*Material shown*
####

PR #290, opened 2018-07-01
Attempts to fix currently failing test suite

aik099:
Closes #287

PR #300, opened 2018-10-10
Use chrome on Travis rather than Firefox for most jobs

stof:
On Trusty, the preinstalled Firefox version is newer than the latest version supported by the FirefoxDriver of Selenium 2, and requires using the W3C protocol. But we don't support this protocol yet.

Replaces #290

### DIFF
--- a/.travis.yml
+++ b/.travis.yml
@@ -11,22 +11,24 @@ php: [5.4, 5.5, 5.6, 7.0, 7.1, 7.2]
 env:
   global:
     - WEBDRIVER=selenium
+    - WEB_FIXTURES_BROWSER=chrome
 
 matrix:
   fast_finish: true
   include:
     - php: 7.0
-      env: WEBDRIVER=selenium-remote
+      env: WEBDRIVER=selenium-remote WEB_FIXTURES_BROWSER=firefox
       sudo: required
       services:
         - docker
     - php: 5.3
       dist: precise
       # Force using PHP 5.6 for the test server as PHP 5.3 does not have the builtin webserver
-      env: MINK_PHP_BIN=~/.phpenv/versions/5.6/bin/php
+      # Use Selenium 2 and Firefox when running on the precise infra, as it has a version of Firefox old enough.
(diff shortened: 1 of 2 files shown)


stof:
This also uses Selenium 3 rather than Selenium 2 for most jobs, as Selenium 2 is not maintained anymore.

aik099:
OK.

stof:
OK, chrome is crashing, but I have an idea why.

aik099:
Try using that scenario locally. Maybe you'll see what's actually happening, e.g. Chrome window opens and then closes after a specific test. Maybe we're attempting to connect before Chrome was able to start.

stof:
@aik099 I know what happens. Chrome's sandbox is enabled by default, but it is not compatible with Travis's container setup (containers are not priviledged enough to enable the sandboxing). And currently, Selenium2Driver does not auto-detect Travis to disable the chrome sandbox. It requires users to manually specify it.

We have 2 choices:

- adding the feature of automatically detecting Travis to disable the sandbox (if not done explicitly already)
- disabling it only in our testsuite.

what do you prefer ?

stof:
I will need to debug the build, as it fails many things and takes a very long time

aik099:
According to https://stackoverflow.com/questions/33013378/how-can-we-disable-web-security-of-chrome-browser-using-selenium-testng disabling sandboxing is done via capabilities during driver creation. If that is so, then we can:

1. create an option in `phpunit.xml.dist` for chrome sandboxing (not set by default = use whatever happens currently)
2. when creating a driver we pick that option and set correct capabilities
3. in the `travis.yml` we always disable sandboxing by packing `phpunit.xml.dist` file

stof:
Well, for now, I made a solution only for our own testsuite (so no impact on our users yet, which would be discussed separately once our CI works again), detecting Travis.

mvorisek:
This is 2 years old, I belive it can be closed now.

oleg-andreyev:
@mvorisek maybe it worth a look at https://github.com/oleg-andreyev/MinkPhpWebDriver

####

*Exercise*
Each line of the listing should be copied exactly, with none left out.

*Solution below*
PR #290, opened 2018-07-01
Attempts to fix currently failing test suite

aik099:
Closes #287

PR #300, opened 2018-10-10
Use chrome on Travis rather than Firefox for most jobs

stof:
On Trusty, the preinstalled Firefox version is newer than the latest version supported by the FirefoxDriver of Selenium 2, and requires using the W3C protocol. But we don't support this protocol yet.

Replaces #290

### DIFF
--- a/.travis.yml
+++ b/.travis.yml
@@ -11,22 +11,24 @@ php: [5.4, 5.5, 5.6, 7.0, 7.1, 7.2]
 env:
   global:
     - WEBDRIVER=selenium
+    - WEB_FIXTURES_BROWSER=chrome
 
 matrix:
   fast_finish: true
   include:
     - php: 7.0
-      env: WEBDRIVER=selenium-remote
+      env: WEBDRIVER=selenium-remote WEB_FIXTURES_BROWSER=firefox
       sudo: required
       services:
         - docker
     - php: 5.3
       dist: precise
       # Force using PHP 5.6 for the test server as PHP 5.3 does not have the builtin webserver
-      env: MINK_PHP_BIN=~/.phpenv/versions/5.6/bin/php
+      # Use Selenium 2 and Firefox when running on the precise infra, as it has a version of Firefox old enough.
(diff shortened: 1 of 2 files shown)


stof:
This also uses Selenium 3 rather than Selenium 2 for most jobs, as Selenium 2 is not maintained anymore.

aik099:
OK.

stof:
OK, chrome is crashing, but I have an idea why.

aik099:
Try using that scenario locally. Maybe you'll see what's actually happening, e.g. Chrome window opens and then closes after a specific test. Maybe we're attempting to connect before Chrome was able to start.

stof:
@aik099 I know what happens. Chrome's sandbox is enabled by default, but it is not compatible with Travis's container setup (containers are not priviledged enough to enable the sandboxing). And currently, Selenium2Driver does not auto-detect Travis to disable the chrome sandbox. It requires users to manually specify it.

We have 2 choices:

- adding the feature of automatically detecting Travis to disable the sandbox (if not done explicitly already)
- disabling it only in our testsuite.

what do you prefer ?

stof:
I will need to debug the build, as it fails many things and takes a very long time

aik099:
According to https://stackoverflow.com/questions/33013378/how-can-we-disable-web-security-of-chrome-browser-using-selenium-testng disabling sandboxing is done via capabilities during driver creation. If that is so, then we can:

1. create an option in `phpunit.xml.dist` for chrome sandboxing (not set by default = use whatever happens currently)
2. when creating a driver we pick that option and set correct capabilities
3. in the `travis.yml` we always disable sandboxing by packing `phpunit.xml.dist` file

stof:
Well, for now, I made a solution only for our own testsuite (so no impact on our users yet, which would be discussed separately once our CI works again), detecting Travis.

mvorisek:
This is 2 years old, I belive it can be closed now.

oleg-andreyev:
@mvorisek maybe it worth a look at https://github.com/oleg-andreyev/MinkPhpWebDriver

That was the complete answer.